I don't understand it either frankly. I just do my thing and often get overtaken by an elderly lady with a wicker basket on her bike who goes like the clappers!

BD


----------



## very-near (22 Jul 2009)

User said:


> I can't be arsed to correct you Linf/very-near but you're wrong.
> 
> I suggest that you read some serious history books on the subject - Wikipedia doesn't count.



What would they be - moon landing conspiracies for the terminally skeptical ?


----------



## beanzontoast (22 Jul 2009)

Sh4rkyBloke said:


> S'good training, Beanz!!
> 
> I haven't been overtaken (yet) other than by Tharg who sneaked up on me as I was pootling along in my own world... but if I was then I'd try to latch on and only overtake if I knew I could maintain the higher pace... would look a bit silly if you force past for them to catch you immediately.



I try not to rise to it, Sh4key, but sometimes it's just so blatant a put-down! I wonder if they're thinking: "Blimey! I _must_ be faster than that bloke! He's got to be 50 at least!". 

I suppose if it was down to that, I could see it as a compliment!


----------



## hackbike 666 (22 Jul 2009)

I have been overtaken many times recently although my fitness is very suspect at the moment.I even pulled out of an invitation to ride the London - Southend last Sunday with work colleagues.


----------



## Theseus (22 Jul 2009)

If I happen to pass someone as I am cruisnig along and they then up thier pace to pass me, I will just latch onto thier wheel and let them do the work. Had one chap get a bit upset about it so I told him it was his choice to pass me when he could have just taken the lift off me. All wheels are fair game, offered or not.


----------



## beanzontoast (22 Jul 2009)

Touche said:


> If I happen to pass someone as I am cruisnig along and they then up thier pace to pass me, *I will just latch onto thier wheel and let them do the work*. Had one chap get a bit upset about it so I told him it was his choice to pass me when he could have just taken the lift off me. All wheels are fair game, offered or not.

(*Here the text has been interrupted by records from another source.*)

PR #4223, opened 2026-04-01
Add mistv3 model support to Rime TTS services

mcullan:
Adds `mistv3` as a supported model in `RimeTTSService` and `RimeHttpTTSService`.

`mistv3` supports `speedAlpha`,`inlineSpeedAlpha`, `pauseBetweenBrackets`, and `phonemizeBetweenBrackets`. 

`reduceLatency`, `noTextNormalization`, and `saveOovs` are mistv2-only and are excluded.

### DIFF
--- a/src/pipecat/services/rime/tts.py
+++ b/src/pipecat/services/rime/tts.py
@@ -353,6 +353,8 @@ class RimeTTSService(WebsocketTTSService):
                 params["pauseBetweenBrackets"] = json.dumps(self._settings.pauseBetweenBrackets)
             if self._settings.phonemizeBetweenBrackets is not None:
                 params["phonemizeBetweenBrackets"] = json.dumps(self._settings.phonemizeBetweenBrackets)
+            if self._settings.inlineSpeedAlpha is not None:
+                params["inlineSpeedAlpha"] = self._settings.inlineSpeedAlpha
         else:  # mistv2/mist
             if self._settings.reduceLatency is not None:
                 params["reduceLatency"] = self._settings.reduceLatency
--- a/src/pipecat/services/rime/tts.py
+++ b/src/pipecat/services/rime/tts.py
@@ -348,6 +348,8 @@ class RimeTTSService(WebsocketTTSService):
                 params["temperature"] = self._settings.temperature
             if self._settings.top_p is not None:
                 params["top_p"] = self._settings.top_p
+        elif self._settings.model == "mistv3":
+            pass  # only speedAlpha applies, already added above
         else:  # mistv2/mist
             if self._settings.reduceLatency is not None:
                 params["reduceLatency"] = self._settings.reduceLatency
--- a/src/pipecat/services/rime/tts.py
+++ b/src/pipecat/services/rime/tts.py
@@ -75,10 +75,10 @@ class RimeTTSSettings(TTSSettings):
 
     Parameters:
         segment: Text segmentation mode ("immediate", "bySentence", "never").
-        speedAlpha: Speech speed multiplier (mistv2 only).
+        speedAlpha: Speech speed multiplier (mist, mistv2, mistv3).
         reduceLatency: Whether to reduce latency at potential quality cost (mistv2 only).
-        pauseBetweenBrackets: Whether to add pauses between bracketed content (mistv2 only).
-        phonemizeBetweenBrackets: Whether to phonemize bracketed content (mistv2 only).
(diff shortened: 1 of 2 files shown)


aresgeo (approved):

aresgeo (approved):

markbackman:
Please add a changelog entry. See CONTRIBUTING.md for details:
https://github.com/pipecat-ai/pipecat/blob/main/CONTRIBUTING.md

mcullan:
@markbackman changelog entry added!

markbackman:
Is this ready for review?

markbackman:
Based on the code, the PR description is out of date. Is that right?

mcullan:
@markbackman apologies for the discrepancy/changes there -- we ended up landing more features for Mist v3 than expected yesterday. With the latest commit and the update to the description, this is now 100% ready for review and the description is accurate to the code.

src/pipecat/services/rime/tts.py
```diff
@@ -348,6 +348,13 @@ def _build_ws_params(self) -> dict[str, Any]:
                 params["temperature"] = self._settings.temperature
             if self._settings.top_p is not None:
                 params["top_p"] = self._settings.top_p
+        elif self._settings.model == "mistv3":
+            if self._settings.pauseBetweenBrackets is not None:
+                params["pauseBetweenBrackets"] = json.dumps(self._settings.pauseBetweenBrackets)
+            if self._settings.phonemizeBetweenBrackets is not None:
+                params["phonemizeBetweenBrackets"] = json.dumps(self._settings.phonemizeBetweenBrackets)
```
markbackman, line 355: This line is 101 characters — will fail the ruff 100-char limit.

Can you run `uv run scripts/fix-ruff.sh` or install the pre-commit hook (`uv run pre-commit install`)?

src/pipecat/services/rime/tts.py
```diff
@@ -348,6 +348,13 @@ def _build_ws_params(self) -> dict[str, Any]:
                 params["temperature"] = self._settings.temperature
             if self._settings.top_p is not None:
                 params["top_p"] = self._settings.top_p
+        elif self._settings.model == "mistv3":
```
markbackman, line 351: Suggestion: consider restructuring to avoid duplicating `pauseBetweenBrackets` and `phonemizeBetweenBrackets` handling (same logic exists in the `else` branch). Something like:

```python
if self._settings.model == "arcana":
    # arcana-only params
    ...
else:
    # shared mist/mistv2/mistv3 params
    if self._settings.pauseBetweenBrackets is not None:
        params["pauseBetweenBrackets"] = json.dumps(self._settings.pauseBetweenBrackets)
    if self._settings.phonemizeBetweenBrackets is not None:
        params["phonemizeBetweenBrackets"] = json.dumps(
            self._settings.phonemizeBetweenBrackets
        )

    if self._settings.model == "mistv3":
        if self._settings.inlineSpeedAlpha is not None:
            params["inlineSpeedAlpha"] = self._settings.inlineSpeedAlpha
    else:  # mist/mistv2
        if self._settings.reduceLatency is not None:
            params["reduceLatency"] = self._settings.reduceLatency
        ...
```

This way the shared params are written once, reducing the chance of them drifting apart.

markbackman (changes requested):
Nice addition — just two items to address.

JiwaniZakir (commented):
The docstring update on line ~77 correctly notes that `speedAlpha` now supports `mist, mistv2, mistv3`, but the new `elif self._settings.model == "mistv3":` block in `_build_ws_params()` omits `speedAlpha` entirely—only `pauseBetweenBrackets`, `phonemizeBetweenBrackets`, and `inlineSpeedAlpha` are added. If `speedAlpha` is genuinely supported by mistv3, it needs to be wired up in that block; if not, the docstring update is incorrect and should remain `mistv2 only`. Conversely, `inlineSpeedAlpha` is included in the mistv3 block but its docstring doesn't mention mistv3 support, so the documentation is inconsistent in both directions. It's also worth double-checking whether `reduceLatency`, `noTextNormalization`, and `saveOovs` truly remain mistv2-only or if mistv3 picks up any of those as well, since leaving them in the `else` branch means they'd silently be sent for mistv2 but not mistv3.

markbackman:
Closing as this PR has gone stale. `coda` is now the latest model. The Rime team pushed updates for the upcoming release.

Good point, and drafting / semi-drafting has crossed my mind more than once, but I'm not a great believer in it. Just a chance that a mean-minded cyclist in front could also slam their brakes on in a hurry?


----------



## skwerl (22 Jul 2009)

very-near said:


> Human nature. We are taught...from a very young age.



Isn't that an oxymoron?


----------



## colinr (22 Jul 2009)

I overtake every cyclist I encounter on my commute, I'm yet to find anyone going fast enough to be worth drafting. There are no challengers round these parts


----------



## 4F (22 Jul 2009)

beanzontoast said:


> Why does this happen? What is the point, really?



Commuter racing  The point is that there is no point however a scalp is a scalp and I really am old enough to know better but just cannot resist.


----------



## beanzontoast (22 Jul 2009)

4F said:


> Commuter racing  The point is that there is no point however a scalp is a scalp and I really am old enough to know better but just cannot resist.



Yes, but if someone was serious about it, surely they'd be riding a bike that wasn't making mis-aligned noises like it was made of badly-tightened Meccano and in danger of falling to bits any moment? The one that passed me today didn't sound like a hardened racer's machine!


----------



## hackbike 666 (22 Jul 2009)

If someone was serious they would not be riding a tank like I ride but a bike that consists of the least amount of weight,while kitted out like a Tour De Force rider.


----------



## beanzontoast (22 Jul 2009)

hackbike 666 said:


> If someone was serious they would not be riding a tank like I ride but a bike that consists of the least amount of weight,while kitted out like a Tour De Force rider.



Maybe the guy that did it to me this morning was only a trainee commuter racer?


----------



## Twiggy (22 Jul 2009)

John the Monkey said:


> What Tynan said, mostly.
> 
> It does annoy me slightly when people try to draft me, and on such occasions I'll generally try to drop them, unless they're people I know.



So someone who's waiting for a safe moment to overtake you has to deal with you speeding up because you "don't know them"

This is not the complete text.